(EXTRACTED MATERIAL)

PR #738, opened 2019-10-18
BATCH-2849 Account For Different Whitespaces In Keyword Removal

BenjaminHetzjelli:
Modify `removeKeyWord(...)` such that the keyword is removed regardless
of what kind of whitespace follows. This is especially useful for those
who read in SQL from a file which has been formatted such that keywords
live on their own lines.

Add unit tests for trimming whitespace.

Resolves [BATCH-2849](https://jira.spring.io/browse/BATCH-2849)

### DIFF
--- a/spring-batch-infrastructure/src/main/java/org/springframework/batch/item/database/support/AbstractSqlPagingQueryProvider.java
+++ b/spring-batch-infrastructure/src/main/java/org/springframework/batch/item/database/support/AbstractSqlPagingQueryProvider.java
@@ -1,5 +1,5 @@
 /*
- * Copyright 2006-2019 the original author or authors.
+ * Copyright 2006-2020 the original author or authors.
  *
  * Licensed under the Apache License, Version 2.0 (the "License");
  * you may not use this file except in compliance with the License.
--- a/spring-batch-infrastructure/src/main/java/org/springframework/batch/item/database/support/AbstractSqlPagingQueryProvider.java
+++ b/spring-batch-infrastructure/src/main/java/org/springframework/batch/item/database/support/AbstractSqlPagingQueryProvider.java
@@ -242,9 +242,9 @@ public abstract class AbstractSqlPagingQueryProvider implements PagingQueryProvi
 
 	private String removeKeyWord(String keyWord, String clause) {
 		String temp = clause.trim();
-		String keyWordString = keyWord + " ";
-		if (temp.toLowerCase().startsWith(keyWordString) && temp.length() > keyWordString.length()) {
-			return temp.substring(keyWordString.length());
+		int len = keyWord.length();
+		if (temp.toLowerCase().startsWith(keyWord) && Character.isWhitespace(temp.charAt(len)) && temp.length() > len + 1) {
+			return temp.substring(len + 1);
 		}
 		else {
 			return temp;
--- a/spring-batch-infrastructure/src/main/java/org/springframework/batch/item/database/support/AbstractSqlPagingQueryProvider.java
+++ b/spring-batch-infrastructure/src/main/java/org/springframework/batch/item/database/support/AbstractSqlPagingQueryProvider.java
@@ -1,5 +1,5 @@
 /*
- * Copyright 2006-2018 the original author or authors.
+ * Copyright 2006-2019 the original author or authors.
  *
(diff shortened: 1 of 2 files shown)


BenjaminHetzjelli:
Hello @benas. I notice you are the one marking most of the recent pull requests as ready to review etc. I'm just wondering if I missed a step in the contribution guidelines. If it's just a case of this being a low priority change for a relatively infrequent use case that's fine. I just wanted to make sure that I didn't forget something.

benas:
Hi @BenjaminHetzjelli 

Thank you for the PR! I will let you know in which release BATCH-2849 will be included.

> I'm just wondering if I missed a step in the contribution guidelines.

The PR LGTM at first glance. Don't hesitate to update the year in the license header and add your name to the authors list, see: https://github.com/spring-projects/spring-batch/blob/master/CONTRIBUTING.md#update-license-header-to-modified-files-as-necessary

BenjaminHetzjelli:
Thank you!

spring-batch-infrastructure/src/test/java/org/springframework/batch/item/database/support/AbstractSqlPagingQueryProviderTests.java
```diff
@@ -104,6 +104,51 @@ public void testGenerateJumpToItemQueryForFirstPageWithMultipleSortKeys() {
...
+		
+		
+		assertEquals("id, 'yes', false", pagingQueryProvider.getSelectClause());
+		assertEquals("test.verification_table", pagingQueryProvider.getFromClause());
+		assertEquals("TRUE", pagingQueryProvider.getWhereClause());
+	}
+
+	@Test
+	public void testRemoveKeyWordsFollowedByTabChar() {
+		String selectWithSpace = "SELECT\tid, 'yes', false";
```
benas: This variable should be named `selectWithTab`, do you agree?

```suggestion
		String selectWithTab = "SELECT\tid, 'yes', false";
```

Same for `fromWithSpace` and `whereWithSpace`. But I think it is better to use something like `selectClause`, `fromClause` and `whereClause` since the test name is already explicit enough about the case we are testing. Wdyt?

spring-batch-infrastructure/src/test/java/org/springframework/batch/item/database/support/AbstractSqlPagingQueryProviderTests.java
```diff
@@ -104,6 +104,51 @@ public void testGenerateJumpToItemQueryForFirstPageWithMultipleSortKeys() {
...
+		assertEquals("id, 'yes', false", pagingQueryProvider.getSelectClause());
+		assertEquals("test.verification_table", pagingQueryProvider.getFromClause());
+		assertEquals("TRUE", pagingQueryProvider.getWhereClause());
+	}
+
+	@Test
+	public void testRemoveKeyWordsFollowedByNewLineChar() {
+		String selectWithSpace = "SELECT\nid, 'yes', false";
+		String fromWithSpace = "FROM\ntest.verification_table";
+		String whereWithSpace = "WHERE\nTRUE";
```
benas: Same here, IMO `selectClause`, `fromClause` and `whereClause` are ok since the test method name is explicit enough.

spring-batch-infrastructure/src/main/java/org/springframework/batch/item/database/support/AbstractSqlPagingQueryProvider.java
```diff
@@ -1,5 +1,5 @@
 /*
- * Copyright 2006-2018 the original author or authors.
+ * Copyright 2006-2019 the original author or authors.
```
benas: Please update the year to 2020.

spring-batch-infrastructure/src/test/java/org/springframework/batch/item/database/support/AbstractSqlPagingQueryProviderTests.java
BenjaminHetzjelli: You are certainly correct. I will get this fixed.

benas:
LGTM now. Rebased, squashed and merged as 7f01bf78cfce89e446f57d7f0410ccb14be4646b. Thank you!

PR #739, opened 2019-10-31
BATCH-2480 Regression due to the fix of BATCH-2442

wklaus:
This PR fixes the problem described in BATCH-2480 which was introduced with BATCH-2442. An aditional regression test is in teh PR to close the gap in the test suite.


benas:
Rebased and merged as cc6f60871e7515f539b9876f57962d9baae5c743. Thank you for the PR!

PR #740, opened 2019-11-06
Add https schemas

quaff:
Like https://github.com/spring-projects/spring-framework/blob/master/spring-beans/src/main/resources/META-INF/spring.schemas


benas:
LGTM. Thanks!

PR #742, opened 2019-11-20
Fix typo

quaff:


spring-batch-docs/asciidoc/spring-batch-intro.adoc
```diff
@@ -436,7 +436,7 @@ _4. Addition of a Processing Indicator_
 This involves the addition of a new column to the input table, which acts as an
 indicator. As a preprocessing step, all indicators are marked as being non-processed.
 During the record fetch stage of the batch application, records are read on the condition
-that that record is marked as being non-processed, and once they are read (with lock),
```
Buzzardo: "that that" is correct here. The first "that" is a conjunction. The second "that" is a pronoun. It's rare, but it's legal and correct in this case. If someone really hates a double word, it could be "that the" or "that each".

benas:
Based on Jay's comment, I'm closing this PR. Thanks anyway!

PR #743, opened 2019-11-21
Modifying col SERIALIZED_CONTEXT to LONGTEXT from TEXT

sapatel0912:
My processing data contains json string and some times json string length got exceed existing TEXT type limit which is 65535 characters. This causes the failure of whole job. So, I think it would be good if we increase the column type to LONGTEXT which will practically rare to  exceed in any case.


pivotal-issuemaster:
@sapatel0912 Please sign the [Contributor License Agreement](https://cla.pivotal.io/sign/spring?repositoryId=spring-projects/spring-batch&pullRequestId=743)!

[Click here](https://cla.pivotal.io/sync/spring?repositoryId=spring-projects/spring-batch&pullRequestId=743) to manually synchronize the status of this Pull Request.

pivotal-issuemaster:
@sapatel0912 Thank you for signing the [Contributor License Agreement](https://cla.pivotal.io/sign/spring?repositoryId=spring-projects/spring-batch&pullRequestId=743)!

mminella:
What are you putting in the `ExecutionContext` that requires so much space?  We normally don't recommend using the context in ways that require that much so I'd rather not change the framework without understanding the use case first.

sapatel0912:
@mminella I have one `CDC` application on the `Mysql` server and one spring batch application both are constantly running. I capture `CDC` data to convert it into `JSON` and store it to one `cdctable`. It will have a separate row for each table event. The `cdctable` has one column called `UpdatedTableName` which stores the name of the table which got an update. So, whenever the batch's job executed it will fetch all the updated `JSON` data group with `UpdatedTableName` process the data and will send it to the writer to store the data. So to send the data into the writer Step I prepare one ArrayList<ProcessedDataVO> put it in `ExecutionContext`. In normal cases, everything works fine. However, if for any reason Spring batch stopped working but the `CDC` application is still going on then it will continue to store data in the `cdctable`. Now after sometime when the Spring batch application will up again, the reader will pick the first 2000 unprocessed `JSON` data and start processing. As we know `CDC` has whole changed data as well as old data so the `JSON` becomes pretty much big, especially field like `description` may have longer strings. Eventually, it tends to exceed the TEXT size of the `SERIALIZED_CONTEXT`  column and resulting in the failure of job execution. I am not facing this issue constantly but in mention scenario, I am facing the issue. If it's not recommended to change in the framework itself then it will be really helpful to change it via a configuration file. So one can change the column's type based on the need. I am using the `Tasklets` approach to implement the job. So, I think I need to use `ExecutionContext` to send data between different steps. If I can achieve this in any other way then I am open to it.

mminella:
We do not recommend storing actual data in the `ExecutionContext` like this.  This sounds like a use case for the processed indicator pattern.  Using this pattern, you use an additional column on the table that indicates the state.  So in your case, when the step starts, you'd use a listener to tag all of the records that need to be processed within this batch as in process.  Then, you'd have another listener that tags each record as they are done being processed as complete.  This allows the state to be external to the `ExecutionContext` and is a more scalable solution.

guptaBrothers:
It is recommended to have context light weight for chunck step/ multi-step Job, since there will more number of context switiching. Otherwise job execution performance will be impacted heavily.

In you use case , either you go as Micheal suggested using indecator or make use of history table during housekeeping step before actual processing.

sapatel0912:
I think I got my answer. Thank you for your valuable feedback @mminella and @guptaBrothers.

PR #746, opened 2019-11-27
Fix wrong indent

quaff:


benas:
I'm accepting this PR for now but please beware that we prefer to handle this internally. Thank you.

PR #5454, opened 2026-07-08
Fix #5415: add new KafkaConsumerRecodItemStreamReader

### LINKED ISSUE #5415: Extend the wrapper type to KafkaItemReader<T> like in JmsItemReader<T>
**Expected Behavior**

Basically I am asking that `KafkaItemReader`, without retrocompatibility break, can be declared as `KafkaItemReader<ConsumerRecord<Key, Value>>` and yields both the key and the value of the Kafka message, like a `JmsItemReader<Message<T>>` yields the whole message.

This would need to be done via an additional (optional) parameter `itemType` that can either be `V` (and its subclasses) or `ConsumerRecord.class`.

**Current Behavior**

I have clearly seen from the source code of `KafkaItemReader` that the value is directly extracted and returned from the `read` method without the type check implemented by `JmsItemReader`.

Unless reimplementing my own KafkaItemReader into my project, I see no way of getting the message key in a Spring Batch project.

**Context**

I need to extract **both** the message key and payload from `KafkaItemStreamReader`.

I have read and agree with https://github.com/spring-projects/spring-batch/pull/4308 that behaviour must be consistent across typed components.

I have read @fmbenhassine's answer to the PR. I agree with rejecting that particular PR that adds the `Message` type (which is part of JMS and not Kafka standard), but I have found the requested behaviour implemented into _today_'s implementation of `JmsItemReader`. 
To my understanding (git blame), that feature was added 9 months ago from today into the `JmsItemReader`.

I am available to contribute with a PR after a quick discussion. My idea is to add the same type check done by `JmsItemReader` with `itemType` into the `KafkaItemReader`.

djechelon:
As discussed in #5415, goal is to implement a new Kafka-based ItemReader that returns not only the message body (generic V), but the whole envelope (as ConsumerRecord<K,V>).

In order to maintain backwards compatibility, the following has been done:

- KafkaItemReader was mostly moved to an abstract class, with 3 generics. Of these, <K,V> are the usual Kafka key-value, and T is the actual type returned by the reader
- KafkaItemReader changed to extend the abstract class and set T to be V
- KafkaConsumerRecordItemReader to extend the abstract class and set T to be ConsumerRecord<K,V>
- Changed the builder to return the consumer record instance with a different build() method
- Worked on the unit tests
- Signed off commit and updated copyright notice

Please consider that locally I am experiencing `mvn verify` even on main as I started working on the fork. I was able to verify that **my** affected tests work, failing tests occur on unaffected classes.

I wish to thank whoever will spend their precious time paying attention to this contribution.

### DIFF
--- a/spring-batch-infrastructure/src/main/java/org/springframework/batch/infrastructure/item/kafka/AbstractKafkaItemReader.java
+++ b/spring-batch-infrastructure/src/main/java/org/springframework/batch/infrastructure/item/kafka/AbstractKafkaItemReader.java
@@ -1,0 +1,236 @@
+/*
+ * Copyright 2019-2026 the original author or authors.
+ *
+ *  Licensed under the Apache License, Version 2.0 (the "License");
+ *  you may not use this file except in compliance with the License.
+ *  You may obtain a copy of the License at
+ *
+ *          https://www.apache.org/licenses/LICENSE-2.0
+ *
+ *  Unless required by applicable law or agreed to in writing, software
+ *  distributed under the License is distributed on an "AS IS" BASIS,
+ *  WITHOUT WARRANTIES OR CONDITIONS OF ANY KIND, either express or implied.
+ *  See the License for the specific language governing permissions and
+ *  limitations under the License.
+ */
+
+package org.springframework.batch.infrastructure.item.kafka;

(End EXTRACTED MATERIAL)

■ **WORK TO COMPLETE**
From the data above, copy each line with the string "been" in it.

■ **TASK SOLUTION**
who read in SQL from a file which has been formatted such that keywords
In order to maintain backwards compatibility, the following has been done:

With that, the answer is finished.